Cashing in on Diversity

Selling more goods and services and increasing profitability are often the driving factors behind marketing plans. But if cash is king, why aren’t more companies leading with multicultural strategies? What are considered best practices? I asked myself those questions while listening to an episode of the podcast The Why Behind the Buy. In it, host Monique Martin and Geoscape CEO Cesar Melgoza discussed how the United States is becoming an increasingly majority minority nation. The a population growth is primarily fueled by Latinos, whose lifetime household spending is $400,000 more, on average, than Anglo households. Leaving spending habits and a $1.5 trillion Latino annual buying power aside, Martin and Melgoza’s conversation leads to the conclusion that a younger population will spend more on goods and services over a lifetime.

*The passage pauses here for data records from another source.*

PR #226, opened 2017-10-10
feat: add webpack v2 support

jwhitmarsh:
I've updated the `special/webpack.js` file to parse new webpack v2 (and greater) config better, and added some tests to support the new functionality.

### DIFF
--- a/src/special/webpack.js
+++ b/src/special/webpack.js
@@ -51,18 +51,12 @@ function parseWebpack1(module, deps) {
   return [...loaders, ...preLoaders, ...postLoaders];
 }
 
-function mapRuleLoaders(module) {
-  return module.rules
-    .filter(rule => rule.loaders)
-    .map(rule => rule.loaders.map(loader => loader));
-}
-
 function mapRuleUse(module) {
   return module.rules
     // filter use or loader because 'loader' is a shortcut to 'use'
     .filter(rule => rule.use || rule.loader)
     // return coerced array, using the relevant key
-    .map(rule => [].concat(rule[rule.use ? 'use' : 'loader']));
+    .map(rule => [].concat(rule.use || rule.loader));
 }
 
 function parseWebpack2(module, deps) {
@@ -70,7 +64,7 @@ function parseWebpack2(module, deps) {
     return [];
   }
 
-  const mappedLoaders = mapRuleLoaders(module);
+  const mappedLoaders = module.rules.filter(rule => rule.loaders);
   const mappedUses = mapRuleUse(module);
   const loaders = getLoaders(deps, lodash.flatten([...mappedLoaders, ...mappedUses]));
   return loaders;
--- a/src/special/webpack.js
+++ b/src/special/webpack.js
@@ -42,8 +42,7 @@ function getLoaders(deps, loaders) {
     .value();
 }
 
-function parseWebpack1(filepath, deps) {
-  const module = require(filepath).module || {}; // eslint-disable-line global-require
+function parseWebpack1(module, deps) {
   const loaders = getLoaders(deps, module.loaders);
   const preLoaders = getLoaders(deps, module.preLoaders);
   const postLoaders = getLoaders(deps, module.postLoaders);
@@ -53,10 +52,9 @@ function parseWebpack1(filepath, deps) {
 function mapRuleLoaders(module) {
   return module.rules
     .filter(rule => rule.loaders)
-    .map(rule => rule.loaders
-      .map(loader => ({
-        loader,
-      })));
+    .map(rule => rule.loaders.map(loader => ({
+      loader,
+    })));
 }
 
 function mapRuleUse(module) {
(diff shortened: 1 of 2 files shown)


src/special/webpack.js
```diff
@@ -39,14 +42,82 @@ function getLoaders(deps, loaders) {
...
+}
+
+function mapRuleUse(module) {
+  return module.rules
+    // filter use or loader (loader is a shortcut to use)
+    .filter(rule => rule.use || rule.loader)
+    .map((rule) => {
+      const key = rule.use ? 'use' : 'loader';
+
+      // map simple strings as { loader: string }
```
lijunle: Instead of having three `if` clauses, I could suggest to convert the first two cases to `Array`, then handle it with the third case logic.

src/special/webpack.js
```diff
@@ -39,14 +42,82 @@ function getLoaders(deps, loaders) {
...
+  const preLoaders = getLoaders(deps, module.preLoaders);
+  const postLoaders = getLoaders(deps, module.postLoaders);
+  return [...loaders, ...preLoaders, ...postLoaders];
+}
+
+function mapRuleLoaders(module) {
+  return module.rules
+    .filter(rule => rule.loaders)
+    .map(rule => rule.loaders
+      .map(loader => ({
```
lijunle: Could better to inline:

```
.map(rule => rule.loaders.map(loader => ({ loader })));
```

src/special/webpack.js
```diff
@@ -39,14 +42,82 @@ function getLoaders(deps, loaders) {
...
+}
+
+function parseWebpack2(filepath, deps) {
+  try {
+    const module = require(filepath).module || {}; // eslint-disable-line global-require
+    if (!module.rules) {
+      return [];
+    }
+
+    const mappedLoaders = [];
```
lijunle: Directly construct `mappedLoaders` with `[...mapRuleLoader(), ...mapRuleUse()]`.

src/special/webpack.js
```diff
@@ -39,14 +42,82 @@ function getLoaders(deps, loaders) {
...
+    mappedLoaders.push(...mapRuleLoaders(module));
+    mappedLoaders.push(...mapRuleUse(module));
+
+    return getLoaders(deps, lodash.flatten(mappedLoaders));
```
lijunle: Is this `lodash.flatten` necessary? I think you have good structure at this moment.

jwhitmarsh: It is - `mapRuleUse` can return an array of arrays because `use` or `loader` can be an array.  Eg: 
```js
module: {
      rules: [
        { test: /\.css$/, loader: [{ loader: 'style-loader' }] },
      ],
    },
```

Rather than test the type of each `loader` or `use` property it's easier to just flatten the whole lot.

jwhitmarsh: I've made the rest of the changes - thank you for your excellent feedback! I'll wait until we've worked out what's going on here ^ before resubmitting the PR.

src/special/webpack.js
```diff
@@ -53,10 +52,9 @@ function parseWebpack1(filepath, deps) {
 function mapRuleLoaders(module) {
   return module.rules
     .filter(rule => rule.loaders)
-    .map(rule => rule.loaders
-      .map(loader => ({
-        loader,
-      })));
+    .map(rule => rule.loaders.map(loader => ({
+      loader,
+    })));
```
jwhitmarsh: Sorry, I did change this but it looks like it's auto formatted back to this. I'll change it again.

jwhitmarsh:
Apologies - I forgot that pushing to the branch would auto trigger this update (I thought i'd have to manually re-submit the PR). 

Not sure why codecov is now failing?

src/special/webpack.js
```diff
@@ -1,12 +1,16 @@
+/* eslint-disable no-console */
```
lijunle: I don't think we need this disable rule anymore.

src/special/webpack.js
```diff
@@ -39,14 +42,58 @@ function getLoaders(deps, loaders) {
...
+      });
+    });
+}
+
+function parseWebpack2(module, deps) {
+  if (!module.rules) {
+    return [];
+  }
+
+  return getLoaders(deps, lodash.flatten([...mapRuleLoaders(module), ...mapRuleUse(module)]));
```
lijunle: Directly return a complicated computation expression is not a good idea. It will make it hard to debug (inspect the return value). Split it to some small steps, it could make debugging easier.

src/special/webpack.js
```diff
@@ -1,12 +1,16 @@
...
+
 import path from 'path';
 import lodash from 'lodash';
 
 const webpackConfigRegex = /webpack(\..+)?\.config\.(babel\.)?js/;
 const loaderTemplates = ['*-webpack-loader', '*-web-loader', '*-loader', '*'];
 
 function extractLoaders(item) {
-  if (item.loader) {
+  if (item.loader && typeof item.loader === 'string') {
```
lijunle: I am thinking about if we can check `item` is a string, then directly return it. If that is possible, we don't need to have `.map(loader => ({ lodaer }))`

src/special/webpack.js
```diff
@@ -39,14 +42,58 @@ function getLoaders(deps, loaders) {
...
+
+function mapRuleUse(module) {
+  return module.rules
+    // filter use or loader (loader is a shortcut to use)
+    .filter(rule => rule.use || rule.loader)
+    .map((rule) => {
+      const key = rule.use ? 'use' : 'loader';
+      const coercedArray = [].concat(rule[key]);
+
+      // if it's an array, apply the two rules above for each element
```
lijunle: The comment has been outdated.

src/special/webpack.js
```diff
@@ -39,14 +42,58 @@ function getLoaders(deps, loaders) {
...
+      return coercedArray.map((value) => {
+        if (typeof value === 'object') {
+          return value;
+        }
+
+        return {
+          loader: value,
```
lijunle: If we check `typeof item === 'string'` in `extractLoaders`, this could be simplify too.

lijunle:
Thank you @jwhitmarsh for updating the PR.

The codecov is failing because the coverage is [dropping](https://codecov.io/gh/depcheck/depcheck/compare/004663011d9e6be55970199c34bf9fdf1e1a7cc8...ea8036cdbf4676daae8df02eae031bc64841f32b/src/src/special/webpack.js?before=src/special/webpack.js). It looks like there are two cases not covered in your test case.

jwhitmarsh:
I've made the changes you suggested and updated the tests to the coverage is back up to 100% (for webpack.js). If everything is good with this, let me know if you'd like me to rebase & squash it into one commit.

src/special/webpack.js
```diff
@@ -39,14 +44,46 @@ function getLoaders(deps, loaders) {
...
+  const loaders = getLoaders(deps, module.loaders);
+  const preLoaders = getLoaders(deps, module.preLoaders);
+  const postLoaders = getLoaders(deps, module.postLoaders);
+  return [...loaders, ...preLoaders, ...postLoaders];
+}
+
+function mapRuleLoaders(module) {
+  return module.rules
+    .filter(rule => rule.loaders)
+    .map(rule => rule.loaders.map(loader => loader));
```
lijunle: Sorry, why do we still need `.map(loader => loader)`?

src/special/webpack.js
```diff
@@ -39,14 +44,46 @@ function getLoaders(deps, loaders) {
...
+}
+
+function mapRuleUse(module) {
+  return module.rules
+    // filter use or loader because 'loader' is a shortcut to 'use'
+    .filter(rule => rule.use || rule.loader)
+    // return coerced array, using the relevant key
+    .map(rule => [].concat(rule[rule.use ? 'use' : 'loader']));
```
lijunle:
```
[].concat(rule.use || rule.loader)
```

src/special/webpack.js
jwhitmarsh: Sorry @lijunle, that was dumb of me :(!

lijunle:
Thank you @ jwhitmarsh ! It is merged now. Do you want a new version for this?

jwhitmarsh:
@lijunle It's entirely up to you - i've got a few other PR's coming your way shortly, but not sure exactly how long they will take.

lijunle:
OK, I will publish it on this Saturday. If you have new ideas, please ping
me in this time slot.

2017年10月12日 16:15，"James" <notifications@github.com>写道：

mattfysh:
@lijunle was this published to npm? the version I've got from latest doesn't have the webpack2 support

Although an increasing number of companies are carving out budgets to target Latinos, those are still not reflective of the potential gains that come from earning their loyalty. The Latino household of multiple generations living under one roof, eating mouthwatering foods, and listening to contagious beats is more than a cultural proof point to grant authenticity. The concept of family is why Latinos are powerful brand ambassadors. With a 92 percent of Latino households accessing the internet, and having an ever-growing social media presence, Latinos are more likely to share their experiences with their family and friends. Similarly, they are also more likely to engage with brands after learning about the positive experience of a family member.


For years, companies like P&G, McDonalds, Target, and Toyota have excelled at targeting Latino households. And Latinos have been loyal customers in return. If going beyond Spanish-language content to connect to the cultural identity of the Latino consumers yields clear results, why aren’t more companies engaging with Latino in the face of changing demographics? It’s only going to get harder to cash in on diversity.